[Dataset entries]
PR #3685, opened 2018-05-31
cleos newaccount: require either --buyram-bytes or --byuram-eos, allow to delegate nothing

moskvanaft:


heifner:
I think we also need to rename `--buyram-eos` to just `--buyram` as symbol is not necessarily EOS. Also `--buyram-bytes` might be better named `--buyram-kbytes`

PR #3704, opened 2018-05-31
Got rid of most warnings, cleaned eosio_system_tests, added more rmvproducer checks

zorba80:


contracts/exchange/exchange.cpp
```diff
@@ -112,7 +112,7 @@ namespace eosio {
 
    void exchange::createx( account_name    creator,
                  asset           initial_supply,
-                 uint32_t        fee,
+                 uint32_t        /* fee */,
```
larryk85: can we just remove this

contracts/eosio.bios/eosio.bios.hpp
```diff
@@ -15,7 +15,7 @@ namespace eosio {
 
          void setalimits( account_name account, uint64_t ram_bytes, uint64_t net_weight, uint64_t cpu_weight ) {
             require_auth( _self );
-            set_resource_limits( account, ram_bytes, net_weight, cpu_weight );
+            set_resource_limits( account, (int64_t)ram_bytes, (int64_t)net_weight, (int64_t)cpu_weight );
```
larryk85: should we check for overflow

PR #3712, opened 2018-06-01
Update asset.hpp

OracleChain:
asset should be no negative number

for example:
```
         #define CORE_SYMBOL S(4,SYS)
         eosio::asset amount(0, CORE_SYMBOL);
         eosio::asset amounthalfmax(max_amount/2, CORE_SYMBOL);
         amount -= amounthalfmax;
```
It should not pass through


bytemaster:
It is possible to represent negative amounts.  This change would break things.

PR #3718, opened 2018-06-01
Gh#3715 stack alloc

### LINKED ISSUE #3715: Contract stack size is limited, minimize use
Contracts should avoid allocating more than 128 bytes on the stack since stack size is limited.

Update use of buffers in:
- action.hpp
- transaction.hpp
- eosio.msig

heifner:
Modified use of stack buffer to minimize stack buffer size to 128.

Resolves #3715


heifner:
Conversations with @bytemaster and @arhag decided to go with 512 to allow transfer with full 256 memo to fit.

PR #3724, opened 2018-06-01
regproducer.md

Commoneffort:
This is the latest version of the BP Agreement


gleehokie:
The BP agreement has been moved into community run repos and is no longer stored in this repo.

PR #3742, opened 2018-06-01
Relocate wiki images and remove unused Doxyfile.

jgiszczak:


jgiszczak:
The multinode private testnet wiki page has a new diagram, and no longer references the original three.  If that was the only place they were used, I can push a new commit to remove the images and their .dot files entirely.

gleehokie:
Hold off on that @jgiszczak, I'm not sure of the status.  @rbw3821 will follow up on it.

gleehokie:
@jgiszczak please delete circle.yml and Jenkinsfile as well (I confirmed with @ericiles).

PR #3784, opened 2018-06-03
wallet_api interface & soft_wallet refactor

spoonincode:
This is a non-functionally change that creates a wallet_api interface and renames the current wallet class to soft_wallet. wallet_manager will now operate strictly on wallet_api instances with the exception of when it is asked to create/open a wallet in which case it will create a soft_wallet instance.

The idea is that hardware wallet implementations will implement wallet_api. wallet_manager will add instances of these hardware wallet objects to its wallet_api list.

~~The biggest change is that a new method is added on sign_transaction so that when signing the transaction an external function is called to complete the signing. This seemed to be the best (least intrusive) way to modify signed_transaction to accomplish signing when it didn't have access to the private key. Open to alternate suggestions.~~

A couple other minor changes:

Addition of a list_public_keys() call and wallet_manager now using it for its get_public_keys() call. Hardware wallets won't have the ability to get private keys, so a function that didn't return a private_key_type was required.

~~Addition of a is_lockable() call. Some wallet_api implementations for hardware wallets may not have the ability to lock. At least in their initial implementation. I would like attempts to lock unlockable wallets to fail; so add a way for lock_all() to query if it should lock before attempting to lock said wallets. This limitation could be removed in the future if lockablity is better understood in all cases.~~

Work on #2252


bytemaster:
Lockable is a property of keos and simply means keos will not sign for a particular key and if possible will unload it form memory.  A hardware wallet keeps the key out of RAM by default, but still has the concept of being "locked" and "unlocked" based upon a wallet password.

libraries/chain/include/eosio/chain/transaction.hpp
```diff
@@ -90,6 +92,7 @@ namespace eosio { namespace chain {
       vector<bytes>             context_free_data; ///< for each context-free action, there is an entry here
 
       const signature_type&     sign(const private_key_type& key, const chain_id_type& chain_id);
+      const signature_type&     sign(sign_digest_functor signature_request, const chain_id_type& chain_id);
```
wanderingbort: This seems a little cumbersome.  I would naively suggest pulling a digest from the signed_transaction, passing it to another system and then adding a method to (or just directly) append a signature to a signed transaction.  If we want to be "safe" we could make this method validate that the signature is "correct" by recovering and comparing it to a provided public key

spoonincode: This can be done but it removes a fair bit of encapsulation of signed_transaction IMO

1) signed_transaction::sign knows that to compute the digest for signing it must take in to account the context_free_data of the signed_transaction
2) signed_transaction::sign will modify its signatures

granted _in both cases these are public members_. So maybe should not worry about it. The resulting code would look something like

```
signed_transaction stx;
chain_id_type cid;
digest_type dst = sig_digest(cid, stx.context_free_data);
stx.signatures.push_back(priv_key.sign(dst));
```

PR #3797, opened 2018-06-04
system contract bugfix: do not check if key is different

moskvanaft:
there can be other different parameters.


abourget:
I noticed you fixed the default `location`, but last time I checked, `location` wasn't used in the schedule preparation.. has that changed ?

moskvanaft:
@abourget 
No, we still don't user `location`.

PR #3808, opened 2018-06-04
Use https to fetch deps, remove --no-check-certificate

komachi:
Currently active man-in-the-middle can do anything with docker container in build time because deps fetched with ` --no-check-certificate`. Also we load GPG key with http and don't check fingerprint.

This is not an ideal fix, we should also check signatures and fingerprints, but it's at least something.


stvenyin:
I.SEE

PR #3821, opened 2018-06-05
[don't merge yet] Fix #3789. Allow --filter-on option to take the form of contract:acti…

### LINKED ISSUE #3789: Limitation of account history for token receiver of eosio.token transfer action
The filter-on option takes the form of receiver:action:actor, where actor can be left blank. The receiver part can not be left blank. 

For the eosio.token contract, with any given receiver, if I want to be able to check all the token transferred  to that receiver from all different actors, I could not do that with the current filter-on mechanism. 

Does it make sense to allow the receiver in the filter-on option to be blank as well? 

Note that a transfer action will trigger three action trace with eosio.token, user, tester as the receiver respectively.

```
easypayx@easypayxs-MacBook-Pro:~/eosio-commands $ cleos push action eosio.token transfer '[ "user", "tester", "25.0000 EOS", "m" ]' -p user
executed transaction: 00a9a3e1e109682496fe1c3730473f85be687cd2c362455c9ea72e2435993bbc  128 bytes  2177 us
#   eosio.token <= eosio.token::transfer        {"from":"user","to":"tester","quantity":"25.0000 EOS","memo":"m"}
#          user <= eosio.token::transfer        {"from":"user","to":"tester","quantity":"25.0000 EOS","memo":"m"}
#        tester <= eosio.token::transfer        {"from":"user","to":"tester","quantity":"25.0000 EOS","memo":"m"}
```

CharlesJu1:
--filter-on option can now take two forms.
1. receiver:action:actor where receiver and action may not be blank. actor can be blank. This is to maintain backwards compatibility.
2. contract:action:actor:receiver where contract and action may not be blank. Actor and receiver can be blank.

### DIFF
--- a/Docker/README.md
+++ b/Docker/README.md
@@ -81,7 +81,7 @@ cleos get account inita
 Upload sample exchange contract
 
 ```bash
-cleos set contract exchange contracts/exchange/exchange.wast contracts/exchange/exchange.abi
+cleos set contract exchange contracts/exchange/
 ```
 
 If you don't need keosd afterwards, you can stop the keosd service using


tbfleming:
Continuing conversation on #3789

Issue #4702, opened 2018-07-17
replay fails in irreversible read mode


moskvanaft:

heifner:
Fixed by #6842

PR #4703, opened 2018-07-17
fixing replay in irreversible read mode #4702

moskvanaft:


arhag:
Out-of-date and also made unnecessary by #6624.

Issue #2032, opened 2018-04-02
new cleos set contract params don't seem to behave as documented


spoonincode:
```
$ ./cleos set contract --help
Create or update the contract on an account
Usage: ./cleos set contract [OPTIONS] account contract-dir [wast-file] [abi-file]

Positionals:
  account TEXT                The account to publish a contract for
  contract-dir TEXT           The the path containing the .wast and .abi
  wast-file TEXT              The file containing the contract WAST or WASM relative to contract-dir
  abi-file TEXT               The ABI for the contract relative to contract-dir
```

I would have expected this to work..
```
$ ls ~/eos/build/contracts/eosio.bios
CMakeFiles		Makefile		eosio.bios.abi		eosio.bios.bc		eosio.bios.s		eosio.bios.wast.hpp
CTestTestfile.cmake	cmake_install.cmake	eosio.bios.abi.hpp	eosio.bios.cpp.bc	eosio.bios.wast

$ ./cleos set contract eosio ~/eos/build/contracts/eosio.bios eosio.bios.wast eosio.bios.abi
Reading WAST...
Assembling WASM...
1941681ms thread-0   main.cpp:1186                 main                 ] Failed with error: Assert Exception (10)
!"error parsing wast": Error parsing WebAssembly text file:
:1:1: expected '('

^

```

drwaldo:
same error here on Mac / master using the "currency" contract
I'm trying to follow the tutorial steps: https://github.com/EOSIO/eos#singlenode

I also tried by using eosiocpp to generate the .wast file from the source code in /contracts/currency but it throughs exactly the same error.

$ cleos set contract currency currency.wast currency.abi
```
Reading WAST...
Assembling WASM...
2370762ms thread-0   main.cpp:1186                 main                 ] Failed with error: Assert Exception (10)
!"error parsing wast": Error parsing WebAssembly text file:
:1:1: expected '('
{
^
```

xnfy520:
cleos set contract currency ./currency -p currency
./currency is a contract directory.

drwaldo:
that worked like a charm! thanks!

realcom:
when I typed that commands, error has occured like

>File is actually a directory: ../../contracts/currency
ERROR: ValidationError: wast-file=../../contracts/currency
Create or update the contract on an account
Usage: cleos set contract [OPTIONS] account wast-file [abi-file]

[...]

PR #4721, opened 2018-07-18
modify wastPath and abiPath of cleos set contract to be relative to contract dir

andriantolie:
Based on the comment on github issue #2032, the documentation of `cleos set contract` expects wastPath and abiPath to be relative to contract directory. However, this is not the case and cause misunderstanding to developers who read the instruction. This PR makes wastPath and abiPath relative to contract directory.

### DIFF
--- a/programs/cleos/main.cpp
+++ b/programs/cleos/main.cpp
@@ -2115,11 +2115,12 @@ int main( int argc, char** argv ) {
 
       if( cpath.filename().generic_string() == "." ) cpath = cpath.parent_path();
 
-      if( wastPath.empty() )
-      {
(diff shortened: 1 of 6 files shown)


andriantolie:
PR Updated to update the integration tests.

If we support both
```
cleos set contract contracts/eosio.token contracts/eosio.token.wast contracts/eosio.token.abi
cleos set contract contracts/eosio.token eosio.token.wast eosio.token.abi
```
I think the above command will be confusing because it can be interpreted as two things. In my opinion, it's better to either change the implementation (which this PR is doing) or change the cleos help documentation (close this PR and make another PR to update the cleos help documentation).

* _The problem_:
Only the lines with "abiPath" are needed; find them in the records and copy each one.

* _Output for this task_:
modify wastPath and abiPath of cleos set contract to be relative to contract dir
Based on the comment on github issue #2032, the documentation of `cleos set contract` expects wastPath and abiPath to be relative to contract directory. However, this is not the case and cause misunderstanding to developers who read the instruction. This PR makes wastPath and abiPath relative to contract directory.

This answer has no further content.